Воротаев уже не знал — стоит ли он или лежит, он ничего не видел и не слышал адского грохота, когда по высоте ударили с разных сторон сотни орудий, превращая в кашу из земли, металла, крови и лохмотьев все, что находилось здесь.

Воротаев остался один, как остается всегда человек перед смертью, сколько бы людей его ни окружало. В глазах у него то темнело, то светлело.

Вдруг ожило давнее воспоминание. Воротаев увидел себя на крейсере. Корабль стоял на Бильбеке. От зари до поздних апрельских сумерек он бороздил море, проводя учения и маневры. А вечером привозили почту. Однажды рябой почтарь подал краснофлотцу Воротаеву письмо. Адрес на конверте был написан незнакомой женской рукой. Воротаев не успел вскрыть письмо, как раздался сигнал боевой тревоги.
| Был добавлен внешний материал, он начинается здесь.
PR #2633, opened 2026-08-12
Make jefe's server-impl a static, to make it easier to nab in dumps

### LINKED ISSUE #1980: It is currently hard to get a reset reason out of a dump.
The SP code reads the hardware's reset reason, boils it down (lossily -- see #1978), and then puts it in a variable on the stack. This makes it astonishingly difficult to find in a dump!

This information should wind up in a _static_ instead so we can easily find and print it.

jamesmunns:
This PR moves all of jefe's `ServerImpl` to be a static.

I potentially could have just made the reset reason a static, but we already had some parts in statics, so it seemed more reasonable to just chuck the whole thing in, and inline the parts that were previously separately static'd.

const-ify'ing `task_states` isn't strictly necessary, and was something I did to attempt to fully statically initialize the `ServerImpl`, but unfortunately `dump_areas` is not reasonable to statically initialize, as I was able to find some humpty code paths that implicitly trust that value as a Good Pointer Address, and didn't feel comfortable just marking it as `0x0000_0000` to start with. Making it an `Option<u32>` or so would have been more work than I was interested in doing now.

Closes #1980

### DIFF
--- a/task/jefe/src/main.rs
+++ b/task/jefe/src/main.rs
@@ -108,7 +108,7 @@ fn main() -> ! {
 
     external::set_ready();
 
-    let server = SERVER_IMPL.claim();
+    let server = JEFE_SERVER_IMPL.claim();
     let server = server.write(ServerImpl {
         state: 0,
         deadline,
--- a/task/jefe/src/main.rs
+++ b/task/jefe/src/main.rs
@@ -81,7 +81,7 @@ const MIN_RESTART_DELAY: u64 = 5;
 
 /// Store the entire server impl so that it is retrievable in system dumps
 #[unsafe(no_mangle)]
-static SERVER_IMPL: ClaimOnceCell<MaybeUninit<ServerImpl>> =
+static JEFE_SERVER_IMPL: ClaimOnceCell<MaybeUninit<ServerImpl>> =
     ClaimOnceCell::new(MaybeUninit::uninit());
 
 /// Generate a list of task states, considering the compile-time specified
--- a/task/jefe/src/main.rs
+++ b/task/jefe/src/main.rs
@@ -32,19 +32,31 @@ mod dump;
 
 mod external;
 
-use core::convert::Infallible;
+use core::{convert::Infallible, mem::MaybeUninit};
 
 use hubris_num_tasks::NUM_TASKS;
 use humpty::DumpArea;
 use idol_runtime::RequestError;
+use static_cell::ClaimOnceCell;
 use task_jefe_api::{DumpAgentError, ResetReason};
 use userlib::{Generation, TaskId, kipc};
 
-#[derive(Copy, Clone, Debug, Eq, PartialEq, Default)]
+#[derive(Copy, Clone, Debug, Eq, PartialEq)]
 pub enum Disposition {
-    #[default]
     Restart,
     Hold,
+}
+
+impl Disposition {
+    const fn const_default() -> Self {
+        Self::Restart
+    }
+}
+
+impl Default for Disposition {
+    fn default() -> Self {
+        Self::const_default()
+    }
 }
 
 // We install a timeout to periodically check for an external direction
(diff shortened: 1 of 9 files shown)


jamesmunns:
This probably wants a humility PR to add a CLI option to grab this.

jamesmunns:
Poked into the CI failure, at least for the g070 target, is due to now having the ~224 bytes of the `ServerImpl` as a static instead of on the stack. The max-stack analysis dropped from 404 bytes to 228 bytes.

For other targets (like cosmo), this isn't an issue: for example, cosmo uses 200 bytes less flash, 840 bytes more static ram, and 848 bytes less stack after this change.

I can chase down all the ram usage manifest updates if folks are happy with the change otherwise.

edit: fixed some numbers, I was missing a digit.

task/jefe/src/main.rs
```diff
@@ -79,31 +91,37 @@ const MIN_RUN_TIME: u64 = 50;
...
 
-#[unsafe(export_name = "main")]
-fn main() -> ! {
-    let mut task_states = [TaskStatus::default(); hubris_num_tasks::NUM_TASKS];
-    for held_task in generated::HELD_TASKS {
-        task_states[held_task as usize].disposition = Disposition::Hold;
+/// Store the entire server impl so that it is retrievable in system dumps
+#[unsafe(no_mangle)]
+static SERVER_IMPL: ClaimOnceCell<MaybeUninit<ServerImpl>> =
+    ClaimOnceCell::new(MaybeUninit::uninit());
```
labbott, line 85: I feel like this is not the first time we've wanted server data from a dump. I don't think it's a good plan to swap every server over but what's a good way to point others to this pattern in the future? Pulling this to a library/idolatry? Update the docs somewhere?

labbott (commented):
Generally looks okay but i will also let @hawkw give feedback

labbott:
> Poked into the CI failure, at least for the g070 target, is due to now having the ~224 bytes of the `ServerImpl` as a static instead of on the stack. The max-stack analysis dropped from 404 bytes to 228 bytes.
> 

If the g0 gets to be a blocker we can consider if it's time to hit the fork armv6m button (I'd still prefer to not hit that button if we can avoid it)

jamesmunns:
> If the g0 gets to be a blocker we can consider if it's time to hit the fork armv6m button (I'd still prefer to not hit that button if we can avoid it)

as much as I *do* want to hit that button, I don't think it's necessary. The failures are just that the usage moved from "stack" to "ram", so the net usage isn't really different. We're also still pretty healthily within acceptable range even after bumping the usage up, at least on that one target.

hawkw:
> > If the g0 gets to be a blocker we can consider if it's time to hit the fork armv6m button (I'd still prefer to not hit that button if we can avoid it)
> 
> as much as I _do_ want to hit that button, I don't think it's necessary. The failures are just that the usage moved from "stack" to "ram", so the net usage isn't really different. We're also still pretty healthily within acceptable range even after bumping the usage up, at least on that one target.

Yeah, I think we should just adjust the stack size.

task/jefe/src/main.rs
hawkw: yeah, this is generally a good idea, we probably want to do this more or less everywhere if it makes sense to.

task/jefe/src/main.rs
```diff
@@ -32,21 +32,33 @@ mod dump;
...
-    #[default]
     Restart,
     Hold,
 }
 
+impl Disposition {
+    const fn const_default() -> Self {
+        Self::Restart
+    }
+}
```
hawkw: tbh, i might just change anywhere where we can't use the `Default` impl because we're in a const context to just explicitly write `Disposition::Restart`. I'm not sure if indirecting that by having a `const_default()` is actually worth it; the benefit of the `Default` feels like it's mostly just that derived `Default` impls will automagically fill it in...

task/jefe/src/main.rs
```diff
@@ -386,6 +404,15 @@ struct TaskStatus {
     state: TaskState,
 }
 
+impl TaskStatus {
+    const fn const_default() -> Self {
+        Self {
+            disposition: Disposition::const_default(),
+            state: TaskState::const_default(),
+        }
+    }
```
hawkw: again, this kind of feels like we should just explicitly use the defaults for `Disposition` and `TaskState`, and maybe get rid of the `Default` impls entirely --- I don't think they're being used anywhere else. if that's the case, I'd just make this be the `default()` and explicitly say
```suggestion
    const fn new() -> Self {
        Self {
            disposition: Disposition::Restart,
            state: TaskState::Running { started_at: 0 },
        }
    }
```
and then delete all the `const_default()`s and `impl Default`s.

hawkw (approved):
one nitpick about the defaulting, which seems kinda unnecessarily complicated to me. otherwise, looks good.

Все кинулись по местам.

Тревога длилась уже третий час, и Воротаев не раз нащупывал в кармане загадочное письмо. От кого бы оно могло быть?

Внезапно дал трещину паропровод. Со свистом ударила струя пара, и помещение мигом окутало белой, горячей и душной мглой. В довершение погас свет.

Воротаев передал на командный пункт о случившейся аварии, но не стал ждать, пока подоспеют люди. Он понимал, что каждое упущенное мгновение чревато бедой для корабля. Ощупью, в темноте, нашел он трещину на паропроводе и, обварив себе руки, заткнул ее письмом.

Прибежавшие люди нашли его без сознания. Но молочная мгла быстро редела и охлаждалась.

Вечером к Воротаеву в госпиталь пришли товарищи проведать его и принесли ему то самое письмо, которым он заткнул паропровод. Увы, чернила начисто слиняли. Он так и не узнал тогда, от кого письмо. И вот в предсмертном бреду вновь прошла перед ним вся эта полуистлевшая история, он вновь держал в руках заветное письмо. Теперь он знал, от кого оно. Оно было от Веры. Над ним склонилась Вера, он увидел ее лицо и светлые волосы, от которых посветлело вокруг. Он улыбнулся, тихо всхлипнул и умер.